From what I can understand the UK's Care in the Community sounds nice in theory and is a response to loneliness in the elder ranks. IMHO some of this is self-made because we refuse to be realistic about what our seasoned years will be like. People don't save enough, people don't take care of their health like they should, people don't get their legal ducks in a row before they slip into ill health or forgetfulness. Many assume their families will take care of them. I'm juggling 4 seniors. That's plenty for me, thanks. I've already told my sons I plan on getting myself into a care community facility before I think I'm "ready". I've been as responsible as I can be. My sons aren't responsible for my happiness. No one is. This is life. No one gets out alive. Few die peacefully in their sleep in a nice, clean bed, with all their mental faculties surrounded by loved ones. Plan for the worst-case scenario and you will have truly prepared. My "comment" has veered off into a rant! But it makes me crazy that people willfully ignore that their lives will eventually end and they do NOTHING to prepare for it. Then they become a challenge to society at large. This is why I often encourage caregivers (especially young ones) on this forum to situate their LOs to a decent facility and go on with their lives without guilt. As to VAuser1's assertion that there's a for-profit industry that surrounds this: yes there is but it's because people themselves have created it and not the other way around.
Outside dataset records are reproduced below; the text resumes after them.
PR #190, opened 2017-07-21
fix: Show Next job link once current job finishes

jithin1987:
Currently when an ongoing job finishes, it does not display link to the next job which should be part of the same workflow. This PR fixes it by refetching builds tied to the same event.

### DIFF
--- a/tests/integration/components/build-banner/component-test.js
+++ b/tests/integration/components/build-banner/component-test.js
@@ -59,7 +59,7 @@ test('it renders', function (assert) {
   this.set('jobMock', jobMock);
   this.render(hbs`{{build-banner
     buildContainer="node:6"
-    buildStatus="SUCCESS"
+    buildStatus="RUNNING"
     duration="5 seconds"
     event=eventMock
     isAuthenticated=false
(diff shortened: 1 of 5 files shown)


tests/integration/components/build-banner/component-test.js
```diff
@@ -83,7 +83,7 @@ test('it renders', function (assert) {
 });
 
 test('it does not render a restart button for main job when authenticated', function (assert) {
-  assert.expect(2);
+  assert.expect(1);
```
ian-fox: Should we test that it renders the restart button when the build is done?

tkyi: huh? 🤔

jithin1987: build status in this case is `ABORTED` which does not trigger `reloadBuild` and `reloadBuild` is set to `willRender` which contains an `assert`

r3rastogi: Can you add comments for all these numbers (wherever there's an `assert.expect(#)`) please? They should have probably been there before, but it would help when making future code changes

jithin1987: This number directly translates to number of assert's in the test case. I am removing the unnecessary asserts so that the number matches exactly with number of assert's in the test case, without any confusion.

PR #195, opened 2017-08-03
feat(523): Collections-flyout component

joelseq:
## Context

For the user dashboard, the user needs to be able to create / view collections.

## Objective

This PR adds a component that will act as a flyout component that can be added to the routes that require it. Right now, the component is not collapsible but in the future it will be.

Screenshots:

Flyout:
Flyout

Modal:
Create Modal

## References

### DIFF
--- a/app/components/collections-flyout/component.js
+++ b/app/components/collections-flyout/component.js
@@ -1,0 +1,35 @@
+import Ember from 'ember';
+
+export default Ember.Component.extend({
+  showModal: false,
+  errorMessage: null,
+  actions: {
+    /**
+     * Action to create a new collection
+     */
+    addNewCollection() {
+      const name = this.get('name');
+      const description = this.get('description');
+
+      return this.get('onCreateCollection')(name, description)
+        .then(() => {
+          this.set('showModal', false);
+        })
+        .catch((error) => {
+          this.set('errorMessage', error.errors[0].detail);
+        });
+    },
+    /**
+     * Action to open / close the create collection modal
+     * @param {boolean} open - whether modal should be open
+     */
+    setModal(open) {
+      if (!open) {
+        this.set('name', null);
+        this.set('description', null);
+        this.set('errorMessage', null);
+      }
+      this.set('showModal', open);
+    }
+  }
+});
--- a/app/components/collections-flyout/styles.scss
+++ b/app/components/collections-flyout/styles.scss
@@ -1,0 +1,31 @@
+& {
+  border-right: 1px solid $sd-text-light;
+  border-bottom: 1px solid $sd-text-light;
+
+  a {
+    cursor: pointer;
+  }
+
+  .flyout {
+    padding: 20px;
+    background-color: $sd-flyout-bg;
+    color: $sd-text;
+  }
+
+  .collection-wrapper {
+    padding: 10px 15px;
+    border-bottom: 1px solid $sd-white;
+    position: relative;
+
+    &:hover {
+      background-color: $sd-flyout-hover;
+      .name {
+        text-decoration: underline;
+      }
+    }
+  }
+
+  .no-collections-text {
+    padding: 15px;
+  }
+}
--- a/app/components/collections-flyout/template.hbs
+++ b/app/components/collections-flyout/template.hbs
@@ -1,0 +1,38 @@
+<div class="flyout row">
+  <h3 class="header-text">
+    <a class="new" {{action "setModal" true}}>{{fa-icon "plus-circle" title="Create a collection" size="md"}}</a> Collections
+  </h3>
+    {{#each collections as |collection|}}
+      <div class="collection-wrapper row">
+        {{#link-to "collection.show" collection.id}}{{collection.name}}{{/link-to}}
+      </div>
+    {{else}}
+      <p class="no-collections-text">No collections to display.</p>
+    {{/each}}
+    {{#if showModal}}
+      {{#bs-modal onHide=(action "setModal" false) as |modal|}}
+        {{#modal.header}}
+          <h4 class="modal-title">Create a new Collection</h4>
+        {{/modal.header}}
+        {{#modal.body}}
+          {{#if errorMessage}}
+            {{info-message message=errorMessage type="warning" icon="exclamation-triangle"}}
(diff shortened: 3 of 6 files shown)


r3rastogi:
When you open a pull request for the UI, please include screenshots of what the new changes will render as

app/components/collections-flyout/component.js
```diff
@@ -0,0 +1,39 @@
+import Ember from 'ember';
+
+export default Ember.Component.extend({
+  // Boolean whether to display create collection Modal
+  showModal: false,
+  // Error for failing to create a collection
+  error: null,
+  errorMessage: Ember.computed('error', function errorMessage() {
```
ian-fox: I found that `Ember.computed` was slightly too lazy; it was causing problems with being able to have the error message come up again after it was dismissed. 

I'd recommend assigning `errorMessage` directly whenever you were setting `error` before.

https://github.com/screwdriver-cd/ui/pull/193/files

joelseq: Sounds good, thanks!

app/components/collections-flyout/styles.scss
```diff
@@ -0,0 +1,31 @@
...
+  border-right: 1px solid $sd-text-light;
+  border-bottom: 1px solid $sd-text-light;
+
+  a {
+    cursor: pointer;
+  }
+
+  .flyout {
+    padding: 20px;
+    background-color: #f0f4ff;
```
jithin1987: define colors in `app/styles/screwdriver-colors.scss`

app/components/collections-flyout/component.js
```diff
@@ -0,0 +1,35 @@
...
+    addNewCollection() {
+      const name = this.get('name');
+      const description = this.get('description');
+
+      return this.get('onCreateCollection')(name, description)
+        .then(() => {
+          this.set('showModal', false);
+        })
+        .catch((error) => {
+          this.set('errorMessage', error.errors[0].detail);
```
jithin1987: is it a standard way in ember to access errors like `error.errors[0]` ? Shouldn't we check if  `error.errors` is a array of non zero length ?

app/components/collections-flyout/styles.scss
```diff
@@ -0,0 +1,31 @@
...
+    color: #2b2b2b;
+  }
+
+  .collection-wrapper {
+    padding: 10px 15px;
+    border-bottom: 1px solid #ffffff;
+    position: relative;
+
+    &:hover {
+      background-color: #f7faff;
```
jithin1987: move this also to `colors.scss`,

app/components/collections-flyout/styles.scss
```diff
@@ -0,0 +1,31 @@
...
+
+  .flyout {
+    padding: 20px;
+    background-color: $sd-flyout-bg;
+    color: #2b2b2b;
+  }
+
+  .collection-wrapper {
+    padding: 10px 15px;
+    border-bottom: 1px solid #ffffff;
```
tkyi: `$sd-white`

app/components/collections-flyout/styles.scss
tkyi: Can you either use a color from `app/styles/screwdriver-colors.scss` or add this color there?

app/components/collections-flyout/component.js
joelseq: I'm not sure but I believe if there is an error there must at least be 1 element in the errors array. I was referencing Ian's comment and his way of setting it: https://github.com/screwdriver-cd/ui/pull/193/files#diff-a04c46df51fe00937202423e899eec5cR56

petey: @jithin1987 If there is, I haven't yet discovered it. You could probably cast error as an ember object
`Ember.Object(error).get('errors.0.detail')`, but I'm not sure if this would work either. You can dive deeper into the [error objects](https://emberjs.com/api/ember-data/2.14/classes/DS.AdapterError?anchor=#ember436444&show=inherited,protected,private,deprecated&show=inherited,protected,private,deprecated)

app/components/collections-flyout/template.hbs
```diff
@@ -0,0 +1,38 @@
+<div class="flyout row">
+  <h3 class="header-text">
+    <a class="new" {{action "setModal" true}}>{{fa-icon "plus-circle" title="Create a collection" size="md"}}</a> Collections
+  </h3>
+    {{#each collections as |collection|}}
+      <div class="collection-wrapper row">
+        {{#link-to "collection.show" collection.id}}{{collection.name}}{{/link-to}}
```
petey: I'm honestly surprised this doesn't fail due to the `collection.show` route not existing.

app/components/collections-flyout/template.hbs
```diff
@@ -0,0 +1,38 @@
...
+      </div>
+    {{else}}
+      <p class="no-collections-text">No collections to display.</p>
+    {{/each}}
+  {{#if showModal}}
```
petey: I'm not really sure why this is not indented and the block above is.

app/components/collections-flyout/template.hbs
joelseq: Yeah if I try to add it to a template for a route then it causes an error but I'm guessing Ember's unit testing accounts for it

app/components/collections-flyout/template.hbs
joelseq: Sorry, I intended to indent it. Fixed!

app/components/collections-flyout/styles.scss
```diff
@@ -0,0 +1,31 @@
...
+  border-bottom: 1px solid $sd-text-light;
+
+  a {
+    cursor: pointer;
+  }
+
+  .flyout {
+    padding: 20px;
+    background-color: $sd-flyout-bg;
+    color: #2b2b2b;
```
ian-fox: Possible to use something from `colors.scss` or else add to that file? Pretty similar to `$sd-text` which is `#26282a`.

joelseq: Good catch, I didn't notice I still had an undefined variable hex in the css. I'll change it right now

Now you see support workers who are ‘paid to be friends’ - take someone on an outing, including coffee at the shopping centre while the ‘worker’ spends time on their phone. It’s actually quite a nice earner for some regional towns. I dealt with a management committee that had stopped letting people leave the group home, in case there was an accident and the management committee were blamed. So much for freedom! For people who are not going to be ‘cured’ of anything (which can include many people with mental illnesses who used to be institutionalised), any option seems to have more downsides than upsides.
If I ever hit retirement age and are showing signs of dementia - I'd opt for Euthanasia rather than being a cash-cow for these inhumane people.